Test facility could revolutionize local building practices

An experiment under way in the Lowcountry may permanently change the way buildings are constructed throughout the entire Southeast. A partnership among private industry, the Department of Energy, the Oak Ridge National Laboratory and the town of Hollywood resulted in the realization of the National Exposure Test Facility.

The facility in Hollywood is designed to determine how natural elements affect buildings. One of only two such programs in the country, the facility will specifically study how warm and humid climates affect building materials, especially when the relatively modern convenience of air conditioning is introduced to the mix.

The building resembles a low warehouse and contains inside space for 30 panels that can each test a different material or weather element. The panels are connected to a circuit board that records myriad data, including outside weather conditions and exactly what is happening to the material inside the walls. The experiments will run through one weather cycle—about a calendar year—to determine how they react to different weather conditions and how those reactions change as the outside climate does.

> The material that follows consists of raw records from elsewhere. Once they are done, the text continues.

PR #338, opened 2021-11-14
Gen2a

alanvgreen:
Next set of changes for gen2 accelerator. Moving toward being able to build a test that integrates a systolic array and post processor.

### DIFF
--- a/proj/hps_accel/gateware/gen2/sysarray.py
+++ b/proj/hps_accel/gateware/gen2/sysarray.py
@@ -1,0 +1,133 @@
+# Copyright 2021 Google LLC
+#
+# Licensed under the Apache License, Version 2.0 (the "License");
+# you may not use this file except in compliance with the License.
+# You may obtain a copy of the License at
+#
+#     https://www.apache.org/licenses/LICENSE-2.0
+#
+# Unless required by applicable law or agreed to in writing, software
+# distributed under the License is distributed on an "AS IS" BASIS,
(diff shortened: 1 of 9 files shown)


proj/hps_accel/gateware/gen2/sysarray.py
```diff
@@ -0,0 +1,133 @@
...
+        accumulator may be sufficient, and will make more efficient
+        use of the FPGA fabric.
+
+    Attributes
+    ----------
+
+    a_inputs: [Signal(n * a_shape.width)], in
+      List of words forming the A inputs
+
+    b_inputs: [Signal(32)], in
```
danc86, line 61: I guess this is actually a list of `Signal(n * b_shape.width)` which in our case is `Signal(32)`, right?

danc86 (approved):
Exciting

proj/hps_accel/gateware/gen2/sysarray.py
tcal-x: @alanvgreen why the difference between how `a_inputs` and `b_inputs` are declared?

alanvgreen: No good reason. Fixed.

tcal-x: @alanvgreen did you push your change, or am I misunderstanding something?

alanvgreen: fixed now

“There have been almost no studies about building materials in warm and humid climates and those that have been done are passé,” says Barry Hardman, a partner with National Building Science Corp., which facilitated the partnership between industry and the government. “There’s a great deal of plastic and fiberglass that is used today. Materials inside walls can become outdated in as little as five or six years.”

Creating more efficient buildings—buildings that last longer and require less energy to heat and cool—could lead to cost savings and a reduction in pollution, says P. Marc LaFrance, who works in the Energy Department’s office of building technology.

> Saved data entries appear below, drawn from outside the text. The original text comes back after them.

PR #340, opened 2021-11-15
docs: upgrade to Sphinx 4.3

danc86:
Trying to fix breakage in CI due to docutils 0.18 incompatibility.

### DIFF
--- a/docs/requirements.txt
+++ b/docs/requirements.txt
@@ -1,5 +1,5 @@
-Sphinx==3.3.0
+Sphinx==4.3.0
 sphinx-material==0.0.32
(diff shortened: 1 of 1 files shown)


danc86:
The newer Sphinx works fine, and more importantly it constrains the version of docutils so that pip picks 0.17 as desired:

```
Collecting docutils<0.18,>=0.14
  Downloading docutils-0.17.1-py2.py3-none-any.whl (575 kB)
```

which lets the check-docs job pass in CI.

tcal-x (approved):
LGTM

PR #341, opened 2021-11-16
Add --separate-arena option to create tensor arena.

tcal-x:
4 LRAMs are used for the arena, 1 LRAM for main memory.
The arena is created at 0x60000000.

Testing: 
* It built with the `hps_accel` CFU gateware and met timing (80MHz+).
* Exercised on the proto2 board using BIOS.

Software has *not* been altered to use the arena.

### DIFF
--- a/soc/hps_soc.py
+++ b/soc/hps_soc.py
@@ -61,10 +61,12 @@ class HpsSoC(LiteXSoC):
     # that.
     rom_offset = 2*MB
     sram_origin = 0x40000000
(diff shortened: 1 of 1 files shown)


danc86 (approved):

tcal-x:
I also tested it on the proto2 board with the CFU-Playground software, built with just the KWS model so that it would fit into the 64kB main memory.   Golden tests and unit tests passed.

“This is the Cadillac of test facilities,” says LaFrance of the Hollywood test facility, located adjacent to the Baptist Hill High School. “The building sector of our economy uses one third of the economy’s energy and buildings pollute. And, as we all know, energy drives the economy.”

LaFrance says the purpose of the test facility is to study different insulating wall technologies to determine which materials can best be used to create an energy-efficient, non-polluting building.

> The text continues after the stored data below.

PR #342, opened 2021-11-18
Update software/linker to use separate tensor arena region.

tcal-x:
To use, add this to your make command:
EXTRA_LITEX_ARGS="--separate-arena"

Tested on proto2 both with and without this new option.

### DIFF
--- a/soc/hps_soc.py
+++ b/soc/hps_soc.py
@@ -107,8 +107,7 @@ class HpsSoC(LiteXSoC):
             ram_size = RAM_SIZE
             arena_size = 0
         self.setup_ram(size=ram_size)
-        if arena_size > 0:
-            self.setup_arena(size=arena_size)
+        self.setup_arena(size=arena_size)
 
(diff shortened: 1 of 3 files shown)


soc/hps_soc.py
```diff
@@ -152,11 +151,14 @@ def setup_ram(self, size):
         self.bus.add_slave("sram_lram", self.lram.bus, region)
         self.bus.add_region("sram", region)
 
+    # define the "arena" region even if it's length-zero
```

The problem with warm, humid areas, Hardman says, is that the outside warm and moist air will naturally gravitate to the cooler air. As the water in the air begins to cool, it will condense and settle on the nearest surface.

“The air and water will travel through brick, the gaps and cracks in wood and vinyl siding, overlapped joints and chimneys,” Hardman explains. “As it gets closer and closer to the cool air inside, it condenses and settles. Where that process happens inside the walls is what it’s all about.”

Hardman says if the condensation occurs on the exterior of the material designed to keep out water, there will be no problem, as the water will condense on the material and can be steered away from the structure. If, however, the condensation takes place inside the material and reaches the wood and interior walls, the owner of the structure could have a major problem on his hands.

“That’s where the efficiency of a building begins to break down,” he says.

Much of the wood used in construction today is Oriented Strand Board, or OSB, which is similar to particle board. The board is made up of bits of wood pressed together to form a sheet. While it is light and inexpensive, as well as efficient for making homes, it is also very porous.

“If OSB gets even 20 percent condensed with water, it will start to fall apart,” Hardman says. “Even without that much water, you can always face the problems with mold.”

Energy efficiency is becoming an important factor in the construction of buildings. When more than 30% of energy produced in a building goes to heating or cooling it, buildings need to become more efficient.

“We can’t keep going at that rate,” says Hardman. “We’re using three percent of the world’s energy heating and cooling our buildings and we have to come up with another solution.”

“The problem we face is that traditionally, building studies are done in cooler weather environments, because we’ve been heating buildings far longer than cooling them,” says Larry Elkin of Applied Building Sciences Inc. in North Charleston. “In a warm, humid climate such as we have here, it’s not at all unusual to have wood rotting inside the walls of a building because of condensation.”

Elkin said the study includes areas of the Southeast that represent a comparably small geographic region, but one that has a large population.

“Imagine a strip of land that runs as far inland as Columbia, as far north as Virginia Beach, down around the Southeast coast to Brownsville, Texas,” Elkin says. “It’s not a huge piece of land compared to the rest of the country, but the study of building materials for that particular type of environment hasn’t been done before.”

Stephan Klamke, executive director of the Exterior Insulation and Finish Systems (EIFS) Industry Members Association, says the building industry is seeing a remarkable shift as more high tech products are introduced to the market.

“We’re seeing a world where construction, education, science and technology are bumping up against new frontiers,” Klamke says. “We are facing constant change and constant challenges and this facility proves that we must never stop learning.”

EIFS are multi-layered exterior wall systems that are used on both commercial buildings and homes. Developed in Europe in the 1950s, EIFS were introduced in the United States almost 30 years ago. They were first used on commercial buildings and later on homes. Today EIFS account for nearly 30% of the U.S. commercial exterior wall market, according to the association’s web site.

“I have talked with many people in the building sciences and architecture fields and they are green with envy that we have this facility. They would love a facility like this one,” says Klamke.